### EXERCISE REQUIREMENTS:
Keep to one stretch of the data below, the lines from the one with "So the ~8.5" up to and including the one with "### Reproduction steps", and return that stretch exactly.

(Stored items)
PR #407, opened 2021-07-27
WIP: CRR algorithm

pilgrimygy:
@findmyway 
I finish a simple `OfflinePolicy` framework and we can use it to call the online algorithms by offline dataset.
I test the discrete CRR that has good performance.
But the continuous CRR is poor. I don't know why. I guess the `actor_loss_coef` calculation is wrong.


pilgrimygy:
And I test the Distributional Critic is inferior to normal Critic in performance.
--
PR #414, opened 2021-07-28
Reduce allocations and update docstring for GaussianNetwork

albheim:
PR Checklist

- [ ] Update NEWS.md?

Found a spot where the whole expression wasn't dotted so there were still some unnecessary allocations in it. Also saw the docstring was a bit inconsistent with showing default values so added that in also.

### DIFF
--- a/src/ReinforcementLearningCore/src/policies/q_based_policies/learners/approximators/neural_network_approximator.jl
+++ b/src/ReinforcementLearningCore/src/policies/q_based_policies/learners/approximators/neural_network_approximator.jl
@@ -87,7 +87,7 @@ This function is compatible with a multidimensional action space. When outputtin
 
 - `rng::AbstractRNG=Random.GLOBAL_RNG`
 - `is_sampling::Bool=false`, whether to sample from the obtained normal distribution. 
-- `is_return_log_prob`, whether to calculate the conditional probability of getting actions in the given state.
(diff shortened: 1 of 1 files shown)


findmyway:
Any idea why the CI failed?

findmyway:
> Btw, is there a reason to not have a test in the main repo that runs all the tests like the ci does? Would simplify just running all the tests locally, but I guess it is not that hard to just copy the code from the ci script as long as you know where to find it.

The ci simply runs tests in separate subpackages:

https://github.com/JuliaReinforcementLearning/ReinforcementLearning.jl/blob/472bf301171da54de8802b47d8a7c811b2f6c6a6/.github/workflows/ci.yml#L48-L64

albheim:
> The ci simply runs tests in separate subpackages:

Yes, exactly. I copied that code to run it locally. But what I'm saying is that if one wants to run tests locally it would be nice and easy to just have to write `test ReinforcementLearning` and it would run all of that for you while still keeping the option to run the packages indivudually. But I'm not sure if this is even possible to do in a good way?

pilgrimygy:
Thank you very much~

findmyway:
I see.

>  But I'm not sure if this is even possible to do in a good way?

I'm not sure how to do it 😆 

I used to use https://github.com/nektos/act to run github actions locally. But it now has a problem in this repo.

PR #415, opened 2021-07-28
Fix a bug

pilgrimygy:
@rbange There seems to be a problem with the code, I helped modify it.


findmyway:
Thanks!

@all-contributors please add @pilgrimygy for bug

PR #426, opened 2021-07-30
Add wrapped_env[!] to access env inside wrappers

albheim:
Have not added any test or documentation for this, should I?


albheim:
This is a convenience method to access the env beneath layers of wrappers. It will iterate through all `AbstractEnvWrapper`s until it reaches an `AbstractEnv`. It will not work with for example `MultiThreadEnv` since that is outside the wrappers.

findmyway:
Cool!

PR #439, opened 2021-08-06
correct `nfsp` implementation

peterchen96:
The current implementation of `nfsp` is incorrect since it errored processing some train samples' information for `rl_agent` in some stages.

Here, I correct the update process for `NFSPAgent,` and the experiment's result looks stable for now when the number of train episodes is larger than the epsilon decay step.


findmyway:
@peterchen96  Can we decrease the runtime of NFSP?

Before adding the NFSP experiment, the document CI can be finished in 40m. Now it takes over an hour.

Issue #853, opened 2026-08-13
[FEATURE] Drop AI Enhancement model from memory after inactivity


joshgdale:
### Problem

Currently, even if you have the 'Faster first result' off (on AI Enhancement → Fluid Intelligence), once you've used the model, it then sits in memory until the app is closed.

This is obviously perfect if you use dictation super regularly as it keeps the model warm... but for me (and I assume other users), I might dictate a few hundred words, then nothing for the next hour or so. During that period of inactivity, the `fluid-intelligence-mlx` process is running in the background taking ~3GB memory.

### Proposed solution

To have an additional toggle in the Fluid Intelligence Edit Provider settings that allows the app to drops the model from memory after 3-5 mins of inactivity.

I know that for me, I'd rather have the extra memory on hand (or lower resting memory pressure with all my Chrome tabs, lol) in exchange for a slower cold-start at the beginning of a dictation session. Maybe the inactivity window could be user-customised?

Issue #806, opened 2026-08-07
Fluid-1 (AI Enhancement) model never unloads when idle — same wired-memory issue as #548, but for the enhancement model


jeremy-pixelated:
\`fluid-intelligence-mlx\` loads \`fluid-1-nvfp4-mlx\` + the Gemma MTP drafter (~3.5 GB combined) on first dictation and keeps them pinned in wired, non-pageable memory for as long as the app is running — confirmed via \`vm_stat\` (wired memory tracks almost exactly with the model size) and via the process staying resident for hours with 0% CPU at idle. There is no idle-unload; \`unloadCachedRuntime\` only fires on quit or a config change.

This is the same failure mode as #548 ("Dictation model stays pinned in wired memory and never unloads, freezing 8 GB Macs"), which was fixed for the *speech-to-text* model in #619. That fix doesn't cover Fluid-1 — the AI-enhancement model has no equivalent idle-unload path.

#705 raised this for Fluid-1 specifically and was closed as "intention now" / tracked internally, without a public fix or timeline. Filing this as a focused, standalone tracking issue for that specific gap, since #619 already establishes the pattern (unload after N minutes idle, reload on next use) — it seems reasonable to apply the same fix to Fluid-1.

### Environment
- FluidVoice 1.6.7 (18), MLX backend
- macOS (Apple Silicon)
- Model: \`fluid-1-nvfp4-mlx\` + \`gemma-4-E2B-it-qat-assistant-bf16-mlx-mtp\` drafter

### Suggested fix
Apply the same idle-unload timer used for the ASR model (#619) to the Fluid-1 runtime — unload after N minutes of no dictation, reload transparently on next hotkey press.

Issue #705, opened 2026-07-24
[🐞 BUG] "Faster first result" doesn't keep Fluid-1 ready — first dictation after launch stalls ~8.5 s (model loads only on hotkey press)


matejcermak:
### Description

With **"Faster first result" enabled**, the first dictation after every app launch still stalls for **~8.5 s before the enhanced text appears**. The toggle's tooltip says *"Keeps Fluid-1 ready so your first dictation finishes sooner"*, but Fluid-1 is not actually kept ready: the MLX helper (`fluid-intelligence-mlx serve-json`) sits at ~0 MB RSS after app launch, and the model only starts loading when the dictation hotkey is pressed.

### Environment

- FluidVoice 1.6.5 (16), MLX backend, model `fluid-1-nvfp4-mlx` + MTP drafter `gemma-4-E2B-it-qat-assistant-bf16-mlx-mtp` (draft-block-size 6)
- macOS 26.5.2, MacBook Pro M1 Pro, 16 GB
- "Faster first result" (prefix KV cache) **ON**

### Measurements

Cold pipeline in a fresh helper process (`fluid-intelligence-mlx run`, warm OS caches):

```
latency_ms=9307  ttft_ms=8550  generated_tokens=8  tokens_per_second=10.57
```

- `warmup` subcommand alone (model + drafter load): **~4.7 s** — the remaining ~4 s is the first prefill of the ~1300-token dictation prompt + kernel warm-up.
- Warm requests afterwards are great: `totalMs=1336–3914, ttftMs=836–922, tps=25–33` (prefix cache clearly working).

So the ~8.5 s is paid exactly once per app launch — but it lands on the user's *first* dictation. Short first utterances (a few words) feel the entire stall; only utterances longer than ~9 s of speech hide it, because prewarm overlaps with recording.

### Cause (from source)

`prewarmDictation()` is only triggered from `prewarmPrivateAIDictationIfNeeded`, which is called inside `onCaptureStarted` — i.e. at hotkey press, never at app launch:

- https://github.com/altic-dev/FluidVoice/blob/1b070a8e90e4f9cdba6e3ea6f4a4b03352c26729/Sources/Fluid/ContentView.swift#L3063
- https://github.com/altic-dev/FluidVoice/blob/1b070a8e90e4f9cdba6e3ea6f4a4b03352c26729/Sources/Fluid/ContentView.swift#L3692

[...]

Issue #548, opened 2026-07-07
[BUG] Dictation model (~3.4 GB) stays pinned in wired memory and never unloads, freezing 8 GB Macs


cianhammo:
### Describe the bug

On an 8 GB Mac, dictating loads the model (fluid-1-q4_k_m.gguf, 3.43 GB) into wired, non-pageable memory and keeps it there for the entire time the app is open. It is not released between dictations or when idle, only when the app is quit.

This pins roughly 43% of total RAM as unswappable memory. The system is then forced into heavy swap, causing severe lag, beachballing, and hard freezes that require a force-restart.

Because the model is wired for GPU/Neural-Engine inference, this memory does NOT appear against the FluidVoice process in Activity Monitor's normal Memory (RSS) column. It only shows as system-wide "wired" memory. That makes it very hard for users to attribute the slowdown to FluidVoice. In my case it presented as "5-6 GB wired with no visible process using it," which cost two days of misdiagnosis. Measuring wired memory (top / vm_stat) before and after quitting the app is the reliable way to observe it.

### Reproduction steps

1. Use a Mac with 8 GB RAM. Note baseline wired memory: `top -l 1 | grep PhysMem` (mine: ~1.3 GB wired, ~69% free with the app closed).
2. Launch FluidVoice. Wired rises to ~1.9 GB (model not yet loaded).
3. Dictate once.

### RESPONSE TO THIS TASK:
So the ~8.5 s is paid exactly once per app launch — but it lands on the user's *first* dictation. Short first utterances (a few words) feel the entire stall; only utterances longer than ~9 s of speech hide it, because prewarm overlaps with recording.

### Cause (from source)

`prewarmDictation()` is only triggered from `prewarmPrivateAIDictationIfNeeded`, which is called inside `onCaptureStarted` — i.e. at hotkey press, never at app launch:

- https://github.com/altic-dev/FluidVoice/blob/1b070a8e90e4f9cdba6e3ea6f4a4b03352c26729/Sources/Fluid/ContentView.swift#L3063
- https://github.com/altic-dev/FluidVoice/blob/1b070a8e90e4f9cdba6e3ea6f4a4b03352c26729/Sources/Fluid/ContentView.swift#L3692

[...]

Issue #548, opened 2026-07-07
[BUG] Dictation model (~3.4 GB) stays pinned in wired memory and never unloads, freezing 8 GB Macs


cianhammo:
### Describe the bug

On an 8 GB Mac, dictating loads the model (fluid-1-q4_k_m.gguf, 3.43 GB) into wired, non-pageable memory and keeps it there for the entire time the app is open. It is not released between dictations or when idle, only when the app is quit.

This pins roughly 43% of total RAM as unswappable memory. The system is then forced into heavy swap, causing severe lag, beachballing, and hard freezes that require a force-restart.

Because the model is wired for GPU/Neural-Engine inference, this memory does NOT appear against the FluidVoice process in Activity Monitor's normal Memory (RSS) column. It only shows as system-wide "wired" memory. That makes it very hard for users to attribute the slowdown to FluidVoice. In my case it presented as "5-6 GB wired with no visible process using it," which cost two days of misdiagnosis. Measuring wired memory (top / vm_stat) before and after quitting the app is the reliable way to observe it.

### Reproduction steps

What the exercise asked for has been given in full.